- Work to complete
Repeat verbatim, and only, the lines of the data below, beginning at the line that contains "PR #927, opened 2023-10-06" and stopping after the line that contains "Zeebe charts are".

(Data items)
= = = = =
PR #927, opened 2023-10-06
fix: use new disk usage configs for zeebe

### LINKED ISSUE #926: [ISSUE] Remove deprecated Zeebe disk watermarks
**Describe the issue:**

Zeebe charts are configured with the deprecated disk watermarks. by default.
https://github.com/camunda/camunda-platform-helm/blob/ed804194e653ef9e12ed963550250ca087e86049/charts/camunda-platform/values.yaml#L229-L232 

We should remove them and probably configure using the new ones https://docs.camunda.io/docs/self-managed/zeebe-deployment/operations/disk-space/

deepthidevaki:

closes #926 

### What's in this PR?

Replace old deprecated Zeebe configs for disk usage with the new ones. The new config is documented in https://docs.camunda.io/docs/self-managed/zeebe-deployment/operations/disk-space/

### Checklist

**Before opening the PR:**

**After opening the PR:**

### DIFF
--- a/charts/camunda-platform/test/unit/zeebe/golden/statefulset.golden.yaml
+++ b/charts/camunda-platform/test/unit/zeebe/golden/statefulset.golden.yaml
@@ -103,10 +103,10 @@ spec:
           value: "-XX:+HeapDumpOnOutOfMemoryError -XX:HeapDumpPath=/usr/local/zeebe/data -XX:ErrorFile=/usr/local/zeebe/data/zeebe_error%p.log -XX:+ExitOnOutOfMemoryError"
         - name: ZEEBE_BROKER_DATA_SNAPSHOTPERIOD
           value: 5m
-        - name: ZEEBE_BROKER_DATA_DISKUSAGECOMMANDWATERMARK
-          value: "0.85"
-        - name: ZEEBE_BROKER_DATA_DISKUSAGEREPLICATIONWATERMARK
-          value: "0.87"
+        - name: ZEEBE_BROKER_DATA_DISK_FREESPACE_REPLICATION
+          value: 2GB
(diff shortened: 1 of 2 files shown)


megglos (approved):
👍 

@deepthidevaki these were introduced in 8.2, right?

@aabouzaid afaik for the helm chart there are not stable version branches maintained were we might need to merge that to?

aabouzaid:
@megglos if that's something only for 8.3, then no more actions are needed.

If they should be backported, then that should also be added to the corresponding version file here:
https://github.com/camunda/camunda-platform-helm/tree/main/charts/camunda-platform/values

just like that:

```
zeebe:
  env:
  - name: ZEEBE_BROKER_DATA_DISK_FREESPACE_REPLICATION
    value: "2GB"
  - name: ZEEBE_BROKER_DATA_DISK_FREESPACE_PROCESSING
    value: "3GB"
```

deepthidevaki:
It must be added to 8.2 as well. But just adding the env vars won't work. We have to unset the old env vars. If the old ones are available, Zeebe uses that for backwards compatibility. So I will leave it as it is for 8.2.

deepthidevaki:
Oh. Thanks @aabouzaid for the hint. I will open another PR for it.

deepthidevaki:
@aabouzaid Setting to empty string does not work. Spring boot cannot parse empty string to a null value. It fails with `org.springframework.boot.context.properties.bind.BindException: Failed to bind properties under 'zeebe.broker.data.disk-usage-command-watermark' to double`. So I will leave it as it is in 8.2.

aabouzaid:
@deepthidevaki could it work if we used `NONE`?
= = = = =
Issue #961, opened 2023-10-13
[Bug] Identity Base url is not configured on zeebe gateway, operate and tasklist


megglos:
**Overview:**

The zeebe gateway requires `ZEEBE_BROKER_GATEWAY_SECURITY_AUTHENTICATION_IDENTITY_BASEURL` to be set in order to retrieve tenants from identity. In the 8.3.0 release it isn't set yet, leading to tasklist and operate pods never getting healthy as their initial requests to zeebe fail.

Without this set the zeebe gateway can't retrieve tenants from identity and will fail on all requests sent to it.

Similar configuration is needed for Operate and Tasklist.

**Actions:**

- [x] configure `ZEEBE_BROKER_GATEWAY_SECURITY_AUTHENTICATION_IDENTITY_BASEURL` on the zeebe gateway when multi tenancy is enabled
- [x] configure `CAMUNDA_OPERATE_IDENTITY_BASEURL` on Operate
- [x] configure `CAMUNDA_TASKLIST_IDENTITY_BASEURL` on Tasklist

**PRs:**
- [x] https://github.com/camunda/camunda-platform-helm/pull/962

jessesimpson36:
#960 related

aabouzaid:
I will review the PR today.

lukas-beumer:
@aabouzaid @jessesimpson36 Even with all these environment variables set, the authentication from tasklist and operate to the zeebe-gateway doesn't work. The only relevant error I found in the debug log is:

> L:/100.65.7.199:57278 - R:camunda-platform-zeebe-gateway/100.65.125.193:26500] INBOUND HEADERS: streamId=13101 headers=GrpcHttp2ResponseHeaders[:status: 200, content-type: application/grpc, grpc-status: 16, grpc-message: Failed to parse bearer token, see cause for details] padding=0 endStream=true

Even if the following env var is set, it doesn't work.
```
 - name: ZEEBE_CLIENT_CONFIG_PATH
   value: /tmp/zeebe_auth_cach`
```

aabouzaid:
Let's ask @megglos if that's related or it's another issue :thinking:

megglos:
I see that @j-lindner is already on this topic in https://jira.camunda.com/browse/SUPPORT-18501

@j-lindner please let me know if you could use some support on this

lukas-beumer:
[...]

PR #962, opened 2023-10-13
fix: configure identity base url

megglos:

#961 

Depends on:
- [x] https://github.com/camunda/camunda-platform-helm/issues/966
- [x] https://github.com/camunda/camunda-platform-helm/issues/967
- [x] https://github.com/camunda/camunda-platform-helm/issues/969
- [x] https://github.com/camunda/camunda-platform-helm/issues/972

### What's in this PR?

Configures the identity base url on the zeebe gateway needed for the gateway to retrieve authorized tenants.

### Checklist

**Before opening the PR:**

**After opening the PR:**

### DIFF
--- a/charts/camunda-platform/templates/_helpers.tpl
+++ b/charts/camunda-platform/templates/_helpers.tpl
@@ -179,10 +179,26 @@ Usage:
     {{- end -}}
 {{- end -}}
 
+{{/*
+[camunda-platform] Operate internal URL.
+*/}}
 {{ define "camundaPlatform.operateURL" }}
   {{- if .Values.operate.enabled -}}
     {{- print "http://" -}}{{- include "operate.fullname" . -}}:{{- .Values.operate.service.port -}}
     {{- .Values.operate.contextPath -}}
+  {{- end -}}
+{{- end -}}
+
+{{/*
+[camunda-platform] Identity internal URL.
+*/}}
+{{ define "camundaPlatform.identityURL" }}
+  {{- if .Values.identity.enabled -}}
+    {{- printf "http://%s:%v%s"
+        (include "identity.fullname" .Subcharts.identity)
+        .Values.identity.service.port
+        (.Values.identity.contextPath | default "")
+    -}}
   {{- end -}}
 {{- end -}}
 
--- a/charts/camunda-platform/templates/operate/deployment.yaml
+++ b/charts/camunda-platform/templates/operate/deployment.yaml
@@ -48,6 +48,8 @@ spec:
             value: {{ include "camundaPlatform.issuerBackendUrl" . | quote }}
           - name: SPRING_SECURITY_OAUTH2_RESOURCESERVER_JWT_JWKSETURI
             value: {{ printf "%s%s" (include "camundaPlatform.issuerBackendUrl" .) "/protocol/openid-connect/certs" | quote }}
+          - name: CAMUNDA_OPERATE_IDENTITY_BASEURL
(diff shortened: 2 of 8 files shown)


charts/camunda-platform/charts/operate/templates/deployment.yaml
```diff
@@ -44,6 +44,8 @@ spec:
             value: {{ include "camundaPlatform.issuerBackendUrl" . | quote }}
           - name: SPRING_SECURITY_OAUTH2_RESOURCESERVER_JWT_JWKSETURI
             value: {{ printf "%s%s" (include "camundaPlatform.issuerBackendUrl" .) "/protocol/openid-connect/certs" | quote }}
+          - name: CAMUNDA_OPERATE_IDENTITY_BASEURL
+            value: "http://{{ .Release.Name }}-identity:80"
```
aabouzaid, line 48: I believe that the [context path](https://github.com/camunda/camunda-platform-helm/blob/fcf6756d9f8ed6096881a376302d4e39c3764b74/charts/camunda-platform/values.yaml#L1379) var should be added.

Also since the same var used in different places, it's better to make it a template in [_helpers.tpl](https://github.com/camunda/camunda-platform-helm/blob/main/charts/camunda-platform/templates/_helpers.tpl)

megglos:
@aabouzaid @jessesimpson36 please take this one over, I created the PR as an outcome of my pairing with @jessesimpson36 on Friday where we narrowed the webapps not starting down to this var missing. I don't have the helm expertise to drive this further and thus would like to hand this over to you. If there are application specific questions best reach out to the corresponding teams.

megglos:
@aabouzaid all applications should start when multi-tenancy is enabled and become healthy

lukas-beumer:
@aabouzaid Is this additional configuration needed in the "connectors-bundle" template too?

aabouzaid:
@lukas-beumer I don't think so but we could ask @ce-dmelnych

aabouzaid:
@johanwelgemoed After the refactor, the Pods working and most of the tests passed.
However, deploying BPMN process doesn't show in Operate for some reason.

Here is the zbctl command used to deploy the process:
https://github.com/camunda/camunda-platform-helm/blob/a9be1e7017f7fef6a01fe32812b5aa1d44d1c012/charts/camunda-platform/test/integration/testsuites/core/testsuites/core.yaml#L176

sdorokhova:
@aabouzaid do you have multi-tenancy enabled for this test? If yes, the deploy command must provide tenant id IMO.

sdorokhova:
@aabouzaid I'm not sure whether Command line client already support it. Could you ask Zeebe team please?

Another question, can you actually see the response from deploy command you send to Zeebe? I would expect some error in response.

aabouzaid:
= = = = =
- Solved problem
PR #927, opened 2023-10-06
fix: use new disk usage configs for zeebe

### LINKED ISSUE #926: [ISSUE] Remove deprecated Zeebe disk watermarks
**Describe the issue:**

Zeebe charts are configured with the deprecated disk watermarks. by default.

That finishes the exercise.